In the past Israel often fell into idolatry, with its accompanying sin of sexual immorality. Therefore, idolatry and everything associated with it must be removed from Israel’s land. In Zechariah’s vision, idolatry is symbolized by a large container, inside which is a woman, probably a prostitute (5-8). The container and its contents are then carried away to the distant land of Babylon. There the woman will be at home among the ungodly idol worshippers awaiting final punishment; but the land of Israel will at last be free of her defiling influence (9-11).
Having cleared the land of sin, God establishes the kingdom of the Messiah with its worldwide authority. This seems to be the meaning of the final vision, which begins with the appearance of four chariots coming out from the stronghold where God dwells (6:1-4). The chariots speed to the four corners of the earth to spread God’s rule throughout the world (5-7). God is particularly pleased to see the nations to the north conquered, for that was the direction from which most of the enemy conquests of Israel came (8).
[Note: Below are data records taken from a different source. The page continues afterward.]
Issue #86, opened 2016-12-09
Are there any plans to port this to .NET Core?


NickStrupat:
I took a peek already and it looks like a few things will need to change: serialization, memory-mapping...

0xd4d:
It's something I probably will do some day, but not in the near future.

zwcloud:
Since .NET Standard 2.0 has been released, is it planned now?

0xd4d:
.NET Core 2.0 added support to load .NET Framework assemblies. Have you tried it yet?

zwcloud:
Yes. Actually it has already been suported in .NET Core 1.0 or even earlier version.
To be exact, they are called [.NET Standard class library](https://docs.microsoft.com/en-us/dotnet/standard/class-libraries). For example, a .NET Standard class library can be used by all the platforms that support .NET Standard.

0xd4d:
I'm talking about non-modified .NET Framework assemblies. This is new in .NET Core 2.0

zwcloud:
I just tried adding a .NET Framework 4.6.1 Class libarary to my .NET Core 2.0 App. It works.

But I should say, in theory, if the class library is built on .NET Framework 4.5+, it can be used with .NET Core projects. This is not new in .NET Core 2.0.

zwcloud:
BTW, here is an issue you may be interested in: https://github.com/dotnet/coreclr/issues/13563
I'm stuck when trying to use ModPhuserEx( successor of ConfuserEx). I'm sure it is a .NET Core 2.0 specific issue. _dnlib_ works well on .NET Core 1.1/.NET Standard 1.6 assemblies.

> Exception: dnlib.DotNet.AssemblyResolveException: Could not resolve assembly: netstandard, Version=2.0.0.0, Culture=neutral, PublicKeyToken=cc7b13ffcd2ddd51

zwcloud:
> dnlib can't do anything about missing files.

No, it is not a missing file. I can't tell what the problem is but it seems .NET Core makes some modification to assembly loading/referancing procedures, which may possibly become a **trap** when you trying to port dnlib to .NET Core/Standard. I just hope this information will help you in further developing.

see also:
https://stackoverflow.com/questions/45021965/could-not-load-file-or-assembly-netstandard-version-2-0-0-0-reference
https://developercommunity.visualstudio.com/content/problem/97436/fakes-with-net-standard-20.html

0xd4d:
[...]

PR #148, opened 2017-12-04
Patch for .NET Core 2.0

CaffeinatedCoder:
Possible solution for #86

Added new csproj file targeting .NET Core 2.0. Written in JetBrains Rider under MacOS, compiles without problems in Visual Studio 2017 and under MacOS in Rider. Ran .NET Portability Analyzer against the source code and compiled binary: 100% .NET Core 2.0 compatibility.


.gitignore
```diff
@@ -8,3 +8,8 @@
 /Release/
 /Examples/bin/
 *.tmp_proj
+src/.idea/.idea.src/riderModule.iml
```
0xd4d: `src/.idea/` is enough to exclude everything.

src/ExtensionAttribute.cs
```diff
@@ -2,8 +2,10 @@
 
 #pragma warning disable 1591	// XML doc warning
 
+#if !NETCOREAPP2_0
```
0xd4d: Why isn't this `NETSTANDARD2_0`?

.gitignore
CaffeinatedCoder: You are right :-)

src/ExtensionAttribute.cs
CaffeinatedCoder: This is just the name of the compile flag inside the csproj file, automatically given by Rider while creating an empty project file. The name corresponds to the referenced platform, which is basically *Microsoft.NETCore.App/2.0.0*.

src/dnlib.netcore20.csproj
```diff
@@ -0,0 +1,22 @@
+﻿<Project Sdk="Microsoft.NET.Sdk">
+  <PropertyGroup>
+    <TargetFramework>netcoreapp2.0</TargetFramework>
```
0xd4d: It's a library and should target netstandard, not netcoreapp

.gitignore
```diff
@@ -8,3 +8,4 @@
 /Release/
 /Examples/bin/
 *.tmp_proj
+src/.idea/*
```
0xd4d: The asterisk isn't needed, see the other lines

src/dnlib.netcore20.csproj
```diff
@@ -0,0 +1,22 @@
...
+    <Product>dnlib</Product>
+    <RootNamespace>dnlib</RootNamespace>
+    <GenerateAssemblyInfo>false</GenerateAssemblyInfo>
+    <AssemblyName>dnlib</AssemblyName>
+  </PropertyGroup>
+  <PropertyGroup Condition="'$(Configuration)|$(Platform)'=='Debug|AnyCPU'">
+    <AllowUnsafeBlocks>true</AllowUnsafeBlocks>
+    <OutputPath>..\Debug\bin\</OutputPath>
```
0xd4d: Won't this overwrite the other non-netstandard2.0 file?

.gitignore
0xd4d: `.idea/` is probably all that's needed since it seems like that thing could be added to any dir

src/dnlib.netcore20.csproj
CaffeinatedCoder: No, I tested that as well. .NET Core binaries always end up in a separate "netcoreapp2.0" sub-folder under *../{Debug | Release}/bin*.

src/dnlib.netcore20.csproj
CaffeinatedCoder: netcoreapp2.0 is not meant for applications, it means this library targets explicitly .NET Core 2.0 as a target framework. Changing this to netstandard2.0 manually (IDEs don't provide this option) doesn't compile, cause there are types and methods missing from System.Reflection and System.Runtime.InteropServices in .NET Standard 2.0, which are to be found in .NET 4.x and .NET Core 2.0.
I can dive into this deeper, but no promise if this can be solved:

**dnlib.netcore20
  MethodTableToTypeConverter.cs(89, 27): [CS1061] 'TypeBuilder' does not contain a definition for 'CreateType' and no extension method 'CreateType' accepting a first argument of type 'TypeBuilder' could be found (are you missing a using directive or an assembly reference?)
  MethodTableToTypeConverter.cs(108, 27): [CS1061] 'TypeBuilder' does not contain a definition for 'CreateType' and no extension method 'CreateType' accepting a first argument of type 'TypeBuilder' could be found (are you missing a using directive or an assembly reference?)
  ModuleDefMD.cs(246, 26): [CS0117] 'Marshal' does not contain a definition for 'GetHINSTANCE'**

I would suppose to introduce a NuGet package and to provide different project files for different targets, when installing from NuGet you will then always get the right dll provided for your solution. As of now, pure netstandard2.0 is not possible unfortunately.

0xd4d: I don't know how useful a netcoreapp build would be since .NET Core 2.0 can already load .NET Framework assemblies, most likely also dnlib.dll. A netstandard build however is much more useful since it doesn't require .NET Core.

.NET Framework, .NET Core and Mono all support netstandard 2.0, but netstandard 2,0 is missing some APIs used by dnlib.

I'll have a look at this some time when I have more time and interest. It's better to just support netstandard 2.0 since it can be used by all three major .NET runtimes.

0xd4d:
Fixed by  #155

PR #155, opened 2018-02-20
Port to netstandard2.0

SlowLogicBoy:
For some reason I can't build solution using VS2017, so I had to use VS2015, that's why I didn't add `dnlib.netstandard.csproj` to solution and so it wouldn't break anything.

To build `dnlib.netstandard.csproj`:
```
cd src
dotnet build dnlib.netstandard.csproj
```
Did as less changes as I could.
dnlib.sln should build the same way as it did before.

I tried porting it to netstandard1.1;netstandard1.3;netstandard1.6 with no success, so I left it to netstandard2.0.

Used some code from #148 
**Issues:**
1. **Loading from `System.Reflection.Module` doesn't work on netcoreapp2.0 when ran on other than Windows platforms (Mono should work).**

TODO:
- [ ] Test on Mono.
- [ ] Test on netcoreapp2.0 on linux


.gitignore
```diff
@@ -1,11 +1,11 @@
 *~
-*/obj/
```
0xd4d: .gitignore doesn't need to be updated, it still hides all build files

src/DotNet/ModuleDefMD.cs
```diff
@@ -234,7 +234,20 @@ public sealed class ModuleDefMD : ModuleDefMD2, IInstructionOperandResolver {
 		public static ModuleDefMD Load(System.Reflection.Module mod, ModuleContext context, ImageLayout imageLayout) {
 			return Load(mod, new ModuleCreationOptions(context), imageLayout);
 		}
-
+
```
0xd4d: Extra spaces

src/DotNet/ModuleDefMD.cs
```diff
@@ -234,7 +234,20 @@ public sealed class ModuleDefMD : ModuleDefMD2, IInstructionOperandResolver {
...
 		}
-
+		
+#if NETSTANDARD2_0
+		//TODO: works only on windows
+		[DllImport("Kernel32.dll", SetLastError = true, CharSet = CharSet.Unicode)]
+		static extern IntPtr GetModuleHandle(string lpModuleName);
+#endif
+		static IntPtr GetModuleHandle(System.Reflection.Module mod)
+		{
```
0xd4d: Should be on previous line

src/DotNet/ModuleDefMD.cs
```diff
@@ -234,7 +234,20 @@ public sealed class ModuleDefMD : ModuleDefMD2, IInstructionOperandResolver {
...
 			return Load(mod, new ModuleCreationOptions(context), imageLayout);
 		}
-
+		
+#if NETSTANDARD2_0
+		//TODO: works only on windows
+		[DllImport("Kernel32.dll", SetLastError = true, CharSet = CharSet.Unicode)]
+		static extern IntPtr GetModuleHandle(string lpModuleName);
+#endif
+		static IntPtr GetModuleHandle(System.Reflection.Module mod)
```
0xd4d: `Marshal.GetHINSTANCE` exists on Windows and I think Mono also supports it. You could use reflection to get the method. If it doesn't exist, you could throw NotSupportedException

src/dnlib.netstandard.csproj
```diff
@@ -0,0 +1,21 @@
+﻿<Project Sdk="Microsoft.NET.Sdk">
+    <PropertyGroup>
+        <TargetFramework>netstandard2.0</TargetFramework>
+        <RootNamespace>dnlib</RootNamespace>
+        <AssemblyName>dnlib</AssemblyName>
+        <AllowUnsafeBlocks>true</AllowUnsafeBlocks>
+        <SignAssembly>true</SignAssembly>
+        <AssemblyOriginatorKeyFile>..\dnlib.snk</AssemblyOriginatorKeyFile>
+        <OutputPath>../$(Configuration)/bin</OutputPath>
```
0xd4d: I'm pretty sure backslashes can still be used. MSBuild should convert them to forward slashes if needed

src/dnlib.netstandard.csproj
```diff
@@ -0,0 +1,21 @@
...
+        <DocumentationFile>$(OutputPath)/$(TargetFramework)/$(AssemblyName).xml</DocumentationFile>
```
0xd4d: Same here (backslashes)

src/DotNet/ModuleDefMD.cs
0xd4d: Only do this if it's a netstandard 2.0 build of course.

0xd4d:
> Dynamically created (in memory) module loading doesn't work at all.

What happens?

SlowLogicBoy:
>>Dynamically created (in memory) module loading doesn't work at all.

>What happens?

This is a limitation of `GetModuleHandle` but since I changed it to reflection, as you pointed out, it shouldn't matter anymore.

src/DotNet/ModuleDefMD.cs
```diff
@@ -235,6 +235,19 @@ public sealed class ModuleDefMD : ModuleDefMD2, IInstructionOperandResolver {
 			return Load(mod, new ModuleCreationOptions(context), imageLayout);
 		}
 
+		static IntPtr GetModuleHandle(System.Reflection.Module mod) {
+#if NETSTANDARD2_0
+			var methods = typeof(Marshal).GetMethods();
```
0xd4d: There should be a GetMethod(string, Type[]) you can call. You should verify that it takes a Module as its single parameter (in case they add overloads in the future)

0xd4d:
Thanks!

0xd4d:
Did I merge this too early. I noticed that you added two TODOs in your first post.

SlowLogicBoy:
Nah, I just made them as notes to check these on my linux machine. I will file issues if I'll find anything, but there shouldn't be any.

PR #158, opened 2018-02-21
Assembly Signing is not supported.

SlowLogicBoy:
Assembly signing is only supported on Windows with msbuild.

doesn't build on Linux with signing.
`dotnet build dnlib.netstandard.csproj` output
`CSC : error CS7027: Error signing output with public key from file '../dnlib.snk' -- Assembly signing not supported. [.../dnlib/src/dnlib.netstandard.csproj]`


0xd4d:
I think you need to do what @kiootic did [here](https://github.com/0xd4d/dnlib/commit/a4b2b89e85c059581919e4971a6d345de377fe4e)

See also https://github.com/dotnet/cli/issues/6911#issuecomment-309647478

0xd4d:
The first part only, not the FrameworkPathOverride part.

PR #160, opened 2018-02-21
Fix for #159

### LINKED ISSUE #159: netcoreapp2.0 Marshal.GetHINSTANCE on Linux platform
running on netcoreapp2.0.
```csharp
//static IntPtr GetModuleHandle(System.Reflection.Module mod)
//This is not null
var GetHINSTANCE = typeof(Marshal).GetMethod("GetHINSTANCE", new [] { typeof(System.Reflection.Module) });
if(GetHINSTANCE == null) 
    //doesn't throw
    throw new NotSupportedException("Module loading is not supported on current platform");
return (IntPtr)GetHINSTANCE.Invoke(null, new [] { mod }); //Returns -1; 


//public static ModuleDefMD Load(System.Reflection.Module mod, ModuleCreationOptions options, ImageLayout imageLayout)
if (addr == new IntPtr(-1))
    //throws here.
    throw new InvalidOperationException(string.Format("Module {0} has no HINSTANCE", mod)); 
```

Any actions needed?

SlowLogicBoy:
fixes #159 
this looks ugly...

### DIFF
--- a/src/DotNet/ModuleDefMD.cs
+++ b/src/DotNet/ModuleDefMD.cs
@@ -243,7 +243,7 @@ namespace dnlib.DotNet {
 
 			var addr = (IntPtr)GetHINSTANCE.Invoke(null, new [] { mod });
 			if(addr == new IntPtr(0) || addr == new IntPtr(-1))
-				throw new NotSupportedException("Module loading is not supported on current platform");
+				throw new ArgumentException("It is not possible to get address of module");
 
 			return addr;
 #else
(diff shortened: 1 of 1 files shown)


0xd4d:
ArgumentException is probably better. Should say that it's not possible to get the address of the module.

SlowLogicBoy:
FIY.
When using Mono (ether netstandard or netframework version of dnlib.dll) `GetHINSTANCE` doesn't work.

0xd4d:
Thanks for the testing and the fixes!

Israel’s captivity and re-establishment in its land was a foreshadowing of the events pictured in these three visions - the punishment of sinners, the removal of idolatry and the setting up of the Messiah’s kingdom. Restored Israel had turned from its sins, put away idolatry, and was now in the process of establishing a God-centred national life once again through the rebuilding of the temple.
The crowning of Joshua (6:9-15)
Just as the setting up of the Messiah’s kingdom will be marked by the crowning of the Messiah as universal king, so the re-establishment of the nation Israel was marked by the crowning of Joshua. The crown was made from gold and silver brought from Babylon by some exiles who had recently arrived in Jerusalem (9-11).
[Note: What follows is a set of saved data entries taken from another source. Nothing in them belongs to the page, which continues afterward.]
PR #178, opened 2018-04-09
Target both .NET Fx 3.5 and .NET Std 2.0 in dnlib.netstandard.csproj (closes #177)

### LINKED ISSUE #177: Target multiple frameworks in dnlib.netstandard.csproj
Changing `<TargetFramework>netstandard2.0</TargetFramework>` to `<TargetFrameworks>net35;netstandard2.0</TargetFrameworks>` (note the plural framework**s**) will generate assemblies targeting both frameworks on build. When adding dnlib as a project reference, it will allow the compiler to pick whichever framework type is most appropriate (for example net35 for a .NET Fx 3.5+ app, .NET Standard 2.0 for a .NET Core app) and potentially avoid adding 96 extra DLLs.

Personally, I can't use the old csproj file due to a VS bug, so I'm forced to use the .NET Standard one.

HoLLy-HaCKeR:
This change makes it so that the dnlib.netstandard.csproj file produces both .NET 3.5 and .NET Standard 2.0 binaries, and technically makes the original csproj obsolete (you need VS2017 for C# 7.2 anyway). This change also allows you to easily create a NuGet package on build that includes both versions using this csproj.

See issue #177. Also note that this isn't the Client version of .NET 3.5.

To build the .NET Standard version with .NET Core, use `dotnet build dnlib.netstandard.csproj -f netstandard2.0` now instead of `dotnet build dnlib.netstandard.csproj`.

### DIFF
--- a/src/dnlib.netstandard.csproj
+++ b/src/dnlib.netstandard.csproj
@@ -1,7 +1,7 @@
 <Project Sdk="Microsoft.NET.Sdk">
   <Import Project="$(SolutionDir)\DnlibCommon.props" Condition="Exists('$(SolutionDir)\DnlibCommon.props')" />
   <PropertyGroup>
-    <TargetFramework>netstandard2.0</TargetFramework>
+    <TargetFrameworks>net35;netstandard2.0</TargetFrameworks>
     <RootNamespace>dnlib</RootNamespace>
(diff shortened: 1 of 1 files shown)


0xd4d:
Thanks!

A coronation of the high priest was unusual, but because the restored nation of Israel was still under Persian rule, a coronation of the Davidic prince Zerubbabel may have appeared to be an act of rebellion. But the Persians were not likely to object to a religious ceremony marking the restoration of Israel’s national life and the reconstruction of their temple.
Zechariah’s words, spoken on behalf of God, further indicate that the crown rightly belonged to Zerubbabel; for though the words were addressed to Joshua they applied to Zerubbabel. It was Zerubbabel, not Joshua, who was the ‘branch’ in David’s family tree, the royal descendant entitled to the throne of Israel. Joshua’s rightful place was as the high priest who assisted the civil ruler. The two men, because of the peaceful understanding between them, led the nation in the ways of God. Their joint rule fittingly foreshadowed the rule of the true ‘Branch’, the king-priest Messiah (12-13; cf. 3:8; see also notes on Haggai 2:20-23).
The three recently returned exiles who supplied the gold and silver for the crown were apparently witnesses at the ceremony. The crowning took place in the house of their friend Josiah, and the crown was later placed in the completed temple in Jerusalem. There it was displayed as a memorial to those who gave it and as a symbolic guarantee of greater things to come (14-15).